I encounter missing samples at the start.
Broader context of my problem: I want to build a streaming app.
I do fetch 3 *.flac files (with 4, 5 and 7 channels), decode them, then stitch the 16 channels together for later Ambisonics decoding. They have to be sample accurate. I already know that I have to feed more data then seekpoint_A_offset to seekpoint_B_offset in order to guarantee the minimum length to B, but what is too much can be cut, we know how much samples we need by the parsed SEEKTABLE.
However I have to be certain of the fact that the decoder started on seekpoint_A_sample.
Can you confirm? (otherwise the error is somewhere else in my signal chain)
My toolchain:
1. $ ffmpeg # for splitting the original 16 channel audio file
2. $ flac --compression-level-8 # for encoding
--blocksize=1024
--force-raw-format
--endian=little
--sign=signed
--channels=7
--bps={bits_per_sample}
--sample-rate={sample_rate}
--no-seektable
3. $ metaflac --dont-use-padding --add-seekpoint=2530x # for adding seekpoints
# that are sample synchronous
# acros files
4. HTTP range requests to fetch parts of the 3 flac files
from the given offset values of the seekpoints
5. @wasm-audio-decoders/flac for decoding the files in parallel
In this code I have so far we miss samples between windows like A→B here B→C:
/**
* All info for a Range-Request A→B
* (incl. FUDGE, and EOF edge case).
*
* usage:
* const {byteStart, byteEnd, wantSamples} =
* SeekPoints.rangeFor(aIdx, bIdx, seekTable);
*
* const bytes = await fetchRange(url, byteStart, byteEnd);
*
* @param seekTable full Seektable
* @param indexA Start index (inclusive)
* @param indexB End index (inclusive!)
* @param fudgeBytes optional Buffer (default 64 KiB)
* @returns {
* byteStart: number,
* byteEnd: number|null, // null → to EOF
* wantSamples: number // sample_B – sample_A
* }
*/
static rangeFor(indexA, indexB, seekTable, fudgeBytes = 64 * 1024) {
if (indexA < 0 || indexB >= seekTable.length || indexA >= indexB)

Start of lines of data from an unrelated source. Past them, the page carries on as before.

Issue #1014, opened 2020-02-03
Proposed Breaking Changes for Performance


meredydd:
In the process of #1009 and #1013, I have made a list of warts in the Skulpt API that are standing in the way of optimisation improvements.

I would like to propose landing #1009 and #1013, then cutting a release (hi @bnmnetp), then making all these breaking changes at once, in a well-signalled and -documented way, so that our users can follow along. Tagging all @skulpt/committers for feedbck, and we should really ping the rest of our big users too.

Here's my hit list (with benefits to us, and costs to our users, spelled out). Contributions - and feedback from other Skulpt users - welcome!

---

**1. Stricter calling convention - `tp$call()` only**

`Sk.misceval.applyOrSuspend()` supports calling some weird stuff. Raw JS functions, JS objects with `__call__` methods, etc. We should declare that anything callable has a `tp$call` slot, and anything that doesn't, isn't.

**Benefit:** We can remove cruft from `apply()`, and make generated function call sites simpler (ie faster).

`applyOrSuspend()` then becomes vestigial - its call signature is no longer particularly useful to the compiler (because Python 3 supports multiple `*varargs`/`**kwargs`), and should be deprecated or (**more radical**) retired.

`callsimArray()` becomes the officially supported external interface. It becomes a simple wrapper for `obj.tp$call(args, kws)` that throws a nice "that's not callable" error if `tp$call` isn't present.

**Cost:** Probably minimal-to-zero. More if we deprecate `applyOrSuspend()`.

----

**2. Remove direct use of dunders**

There is lots of code that checks `obj.__call__` or `obj.__len__`, when it should just be hitting `tp$call` or `sq$len` slots. (Some of this code is on hot paths, or paths that were hot and now handle the 99.9% case but call back to this vestigial thing because we don't want to break old weird user code.)

**Benefit:** Some perf, mostly code size & comprehensibility

**Cost:** Probably minimal-to-zero

----

**3. Stricter attribute convention - `tp$getattr` only**

Right now, `Sk.abstr.gattr()` (which is very hot) has a bunch of checks for whether it's being called on `null`, or on some weird native JS object that doesn't have `tp$getattr`. We should drop this -- the only valid values should be real Python objects, and all real Python objects should have `tp$getattr`.

At this point, all `Sk.abstr.gattr(obj, name)` calls from native code can safely be replaced with `obj.tp$getattr(name)`, which removes overhead and is more optimiser-friendly.

[...]

PR #1261, opened 2021-01-24
Add partial docstring support

bennorth:
Assign `__doc__` attribute to functions, methods, classmethods, classes, and modules.

\[Edited: the first version of this PR did not support module docstrings.\]

### DIFF
--- a/src/compile.js
+++ b/src/compile.js
@@ -2163,6 +2163,29 @@ Compiler.prototype.maybeCDocstringOfBody = function(body) {
     return this.vexpr(expr);
 };
 
+/** JavaScript for the docstring of the given node.  Only called from
+ * buildcodeobj(), and expects a FunctionDef, Lambda, or GeneratorExp
+ * node.  We give a "None" docstring to a GeneratorExp node, although
+ * it is not carried over to the final generator; this is harmless.
+ */
+Compiler.prototype.cDocstringOfCode = function(node) {
+    switch (node.constructor) {
+    case Sk.astnodes.AsyncFunctionDef:  // For when it's supported
+    case Sk.astnodes.FunctionDef:
+        return (
+            this.maybeCDocstringOfBody(node.body)
+            || "Sk.builtin.none.none$"
+        );
+
+    case Sk.astnodes.Lambda:
+    case Sk.astnodes.GeneratorExp:
+        return "Sk.builtin.none.none$";
+
+    default:
+        Sk.asserts.fail(`unexpected node kind ${node.constructor.name}`);
+    }
+}
+
 Compiler.prototype.cfunction = function (s, class_for_super) {
     var funcorgen;
     Sk.asserts.assert(s instanceof Sk.astnodes.FunctionDef);
--- a/src/compile.js
+++ b/src/compile.js
@@ -2138,7 +2138,6 @@ Compiler.prototype.buildcodeobj = function (n, coname, decorator_list, args, cal
         }
     }
     else {
-        var res;
         if (decos.length > 0) {
             out("$ret = new Sk.builtins['function'](", scopename, ",$gbl", frees, ");");
             for (let decorator of decos.reverse()) {
--- a/src/compile.js
+++ b/src/compile.js
@@ -2080,6 +2080,13 @@ Compiler.prototype.buildcodeobj = function (n, coname, decorator_list, args, cal
     }
 
     //
+    // Skulpt doesn't have "co_consts", but we keep the docstring (or None)
+    // with the code object for possible future use with a descriptor.  This
+    // happens for named functions, lambdas, and generator-expressions.
+    //
+    out(scopename, ".co_docstring=", this.cDocstringOfCode(n), ";");
+
+    //
     // attach flags
     //
     if (kwarg) {
--- a/src/compile.js
+++ b/src/compile.js
@@ -2145,6 +2145,24 @@ Compiler.prototype.buildcodeobj = function (n, coname, decorator_list, args, cal
     }
 };
 
+/** JavaScript for the docstring of the given body, or null if the
+ * body has no docstring.
+ */
+Compiler.prototype.maybeCDocstringOfBody = function(body) {
+    if (body.length === 0)  // Don't think this can happen?
+        return null;
+
+    const stmt_0 = body[0];
+    if (stmt_0.constructor !== Sk.astnodes.Expr)
+        return null;
+
+    const expr = stmt_0.value;
+    if (expr.constructor !== Sk.astnodes.Str)
+        return null;
+
+    return this.vexpr(expr);
+};
+
 Compiler.prototype.cfunction = function (s, class_for_super) {
     var funcorgen;
     Sk.asserts.assert(s instanceof Sk.astnodes.FunctionDef);
--- a/src/compile.js
+++ b/src/compile.js
@@ -2730,8 +2730,19 @@ Compiler.prototype.exitScope = function () {
  * @param {Sk.builtin.str=} class_for_super
  */
 Compiler.prototype.cbody = function (stmts, class_for_super) {
-    var i;
-    for (i = 0; i < stmts.length; ++i) {
+    var i = 0;
+
+    // If we have a docstring, then assign it to __doc__, and skip over
+    // the expression when properly compiling the rest of the body.  This
+    // happens for class and module bodies.
+    //
+    const maybeDocstring = this.maybeCDocstringOfBody(stmts);
+    if (maybeDocstring !== null) {
+        out("$loc.__doc__ = ", maybeDocstring, ";");
+        i = 1;
+    }
+
+    for (; i < stmts.length; ++i) {
         this.vstmt(stmts[i], class_for_super);
     }
 };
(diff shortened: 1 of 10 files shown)


s-cork:
a couple of observations that might help:

```python
class A:
    """docstring"""
    x = __doc__

A.x # 'docstring'

```
Which means that we should really compile this as 
`$loc.__doc__ = $scope123.$const456`
as the first line within the class scope rather than adding it retrospectively after the `buildClass` call.

and for functions the current compile code in this pr for
```python
def foo():
   """bar"""
```

```javascript
$scope156.co_name = new Sk.builtins['str']('foo');
$scope156.co_varnames = [];
$scope156.co_fastcall = 1;
var $funcobj159 = new Sk.builtins['function']($scope156, $gbl);
$funcobj159.$d["__doc__"] = $scope155.$const160;
$loc.foo = $funcobj159;
```

In cpython the doc string of a function is always the first constant in `co_consts`

```python
def foo():
   """bar"""

>>> foo.__code__.co_consts
['bar', None]
```
skulpt doesn't use `co_consts` but I think it would be better to add the docstring to the code obj in someway, before the call to `Sk.builtins.func` which would also make it easier in the future to return the docstring from a `__doc__` descriptor 😄 .

Worth also considering functions that get user defined rather than compiled - so that the `__doc__` would return `None` in this case.

bennorth:
Thanks for that feedback, @s-cork.  All good points — I'll look into them and update this PR when done.

bennorth:
I've just force-pushed a fresh set of commits, which I think addresses the points from @s-cork:

#### Immediate assignment to `__doc__` in class and module body

This is now done within `Compiler.cbody()`, and the case
```python
class A:
    """docstring"""
    x = __doc__

A.x # 'docstring'
```
now behaves as expected.  It also gives us module docstrings.  The unit tests now cover these cases.

#### Store docstring in code object

> In cpython the doc string of a function is always the first constant in `co_consts` [...] skulpt doesn't use co_consts but I think it would be better to add the docstring to the code obj in someway

I've assigned to `co_docstring` in the code object.  This is currently unused, but as you say it could be used at some point by a descriptor to extract the docstring.

#### User-defined functions

> Worth also considering functions that get user defined rather than compiled

I'm not quite sure what you mean here, sorry.  Do you mean things like `f = lambda x: x+1` (the proposed code gives lambdas a `None` docstring)?  Or closures like
```python
def make_adder(n):
    "Function adding N"
    def add(x):
        "Compute N + X"
        return n + x
    return add
```
(this is from the unit tests)?

s-cork:
Sorry I meant that when I do something like...

```javascript
var foo = new Sk.builtin.func(function foo() {}); // i.e. not through the compiler but somewhere in my javascript
```
I also would want it to have a `__doc__` that returns `None`
I could also then do
```javascript
function foo () {};
foo.co_docstring = new Sk.builtin.str('bar')
mod.foo = Sk.builtin.func(function foo() {}); // I now have a __doc__
```

so rather than setting the `$d` in compile code, I was thinking that the func constructor should set the `__doc__` to `co_docstring || None`

If that makes sense.

bennorth:
Aha, I see, thanks.  That suggestion simplifies things nicely.  I've pushed an additional commit (plus a test) so you can check whether this does what you mean, and if so, I'll rebase/squash so the PR has a sensible chain of commits.  Let me know what you think.

Would it be worth adding a small helper function to streamline your
```javascript
function foo () {};
foo.co_docstring = new Sk.builtin.str('bar')
mod.foo = Sk.builtin.func(foo); // I now have a __doc__
```
use-case slightly?  Something like
```javascript
Sk.builtin.funcWithDoc = function (func, jsDocstring) {
    func.co_docstring = new Sk.builtin.str(jsDocstring);
    return func;
};
```
so your example could do
```javascript
function foo () {};
mod.foo = Sk.builtin.func(Sk.builtin.funcWithDoc(foo, "bar")); // I now have a __doc__
```
This doesn't gain much readability for a named function, but would avoid having to give an inline function a name just to give it a docstring.  An alternative name would be `withDocstring`.  I'll give it more thought and add a commit providing this, if you like the idea.

src/compile.js
```diff
@@ -2145,6 +2152,47 @@ Compiler.prototype.buildcodeobj = function (n, coname, decorator_list, args, cal
...
+            this.maybeCDocstringOfBody(node.body)
+            || "Sk.builtin.none.none$"
+        );
+
+    case Sk.astnodes.Lambda:
+    case Sk.astnodes.GeneratorExp:
+        return "Sk.builtin.none.none$";
+
+    default:
+        Sk.asserts.assert(false, `unexpected node kind ${node.constructor}`);
```
s-cork, line 2192: you can use `Sk.asserts.fail(msg)` here

src/compile.js
```diff
@@ -2683,8 +2731,19 @@ Compiler.prototype.exitScope = function () {
...
-    var i;
-    for (i = 0; i < stmts.length; ++i) {
+    var i = 0;
+
+    // If we have a docstring, then assign it to __doc__, and skip over
+    // the expression when properly compiling the rest of the body.  This
+    // happens for class and module bodies.
+    //
+    const maybeDocstring = this.maybeCDocstringOfBody(stmts);
+    if (maybeDocstring != null) {
```
s-cork, line 2741: we can use `!==` here

src/compile.js
```diff
@@ -2145,6 +2152,47 @@ Compiler.prototype.buildcodeobj = function (n, coname, decorator_list, args, cal
     }
 };
 
+/** JavaScript for the docstring of the given body, or null if the
+ * body has no docstring.
+ */
+Compiler.prototype.maybeCDocstringOfBody = function(body) {
+    if (body.length == 0)  // Don't think this can happen?
```
s-cork, line 2159: suggestion `===`

src/compile.js
```diff
@@ -2145,6 +2152,47 @@ Compiler.prototype.buildcodeobj = function (n, coname, decorator_list, args, cal
...
+        return null;
+
+    const stmt_0 = body[0];
+    if (stmt_0.constructor !== Sk.astnodes.Expr)
+        return null;
+
+    const expr = stmt_0.value;
+    if (expr.constructor !== Sk.astnodes.Str)
+        return null;
```
s-cork, line 2168: in the style guide we should add `{` but compile.js is ignored for es linting

s-cork (approved):
lgtm - nice pr - seems very closely aligned to cpython - @skulpt/committers ready for you

one other thing you might want to look at is in `type.js`
```javascript
        // set __module__ if not present
        if(dict.mp$lookup(Sk.builtin.str.$module) === undefined) {
            dict.mp$ass_subscript(Sk.builtin.str.$module, Sk.globals["__name__"]);
        }
```
You could do something similar for `__doc__` so that even a class that doesn't define a `__doc__` still gets `None`

s-cork:
re the helper function - I think that's beyond the scope of this pr but an interesting discussion point and presents a wider question about our api for instantiating a `new Sk.builtin.func` with the correct `__name__` and `__doc__` from javascript. See #1014 where I think the api is also mentioned. Currently if you try to print most of the builtin funcs you get the `<Native JS>` rather than the actual name of the object. 

in my head it would be something like this. 

```javascript
mod.foo = new Sk.builtin.func(new Sk.builtin.codeobj(() => {
    /// funciton body
}, {
    name: "foo",
    doc: "bar",
    //... etc
}));
```

bennorth:
Thanks for further feedback.  I've made the individual changes you suggest, leaving out the `{}`s on the `return null`s.  I also now assign to `__doc__` of a class if there is no docstring given.  New set of commits force-pushed.

src/compile.js
bennorth: Thanks; didn't spot that one!

src/compile.js
bennorth: I've left it without the `{}`s to keep it concise; happy to put them in if preferred.

bennorth:
Agreed that an API for adding a docstring when calling `Sk.builtin.func()` would be scope-creep here — thanks for writing the idea up (#1263).

s-cork (approved):

bnmnetp:
@bennorth it seems the PR I accepted yesterday has caused conflicts in several good PRs.  I would like to get this accepted if you can resolve these...

bennorth:
@bnmnetp The machinery added by #1092 made a few of the changes in this PR unnecessary, so I thought it would be cleaner to create a separate PR — #1265 — for the docstring feature, now that #1092 is in.  If you're happy with that approach, I can close this PR.

bnmnetp:
Nice!  That does simplify this PR considerably!

You can go ahead and close this one.

BTW, I tried to have a look at Pytch but could not get the tutorial to work.  Something in the console about an unhandled Promise.  This seems like it could be an interesting addition to the RunestoneInteractive project.

bennorth:
@bnmnetp Thanks; will do.

(And many thanks for looking at Pytch.  I don't want to hijack this PR for Pytch troubleshooting, but: We know that it doesn't work under Safari, and will investigate as resources allow.  Meanwhile, if you had time for another look using Chrome or Firefox, that would be great!  I hadn't come across Runestone Interactive before now — its goals are excellent, and I will read about it in more detail.)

throw new Error('invalid indices');
const byteStart = seekTable[indexA].streamOffset;
const nextOff = seekTable[indexB + 1]?.streamOffset ?? null;
const byteEnd = nextOff ? nextOff + fudgeBytes - 1 : null;
const wantSamples = seekTable[indexB].sample - seekTable[indexA].sample;
return {byteStart, byteEnd, wantSamples};
}
/**
* Fetches a byte range and returns it as an Uint8Array.
* @param {string} url
* @param {number} offset
* @param {number} length
* @returns {Promise<Uint8Array>}
*/
async #fetchRange(url, offset, length) {
const headers = {};
// Open‑ended request if length is not positive
if (length === undefined || length <= 0) {
headers.Range = `bytes=${offset}-`;
} else {
headers.Range = `bytes=${offset}-${offset + length - 1}`;
}
const response = await fetch(url, {headers});
if (!response.ok && response.status !== 206) {
throw new Error(`[fetchRange] Unexpected HTTP response ${response.status} for ${url}`);
}
const arrayBuffer = await response.arrayBuffer();
return new Uint8Array(arrayBuffer);
}
/**
* Fetch + decode PCM between two given seekpoints in a given FLAC using SeekPoints.rangeFor().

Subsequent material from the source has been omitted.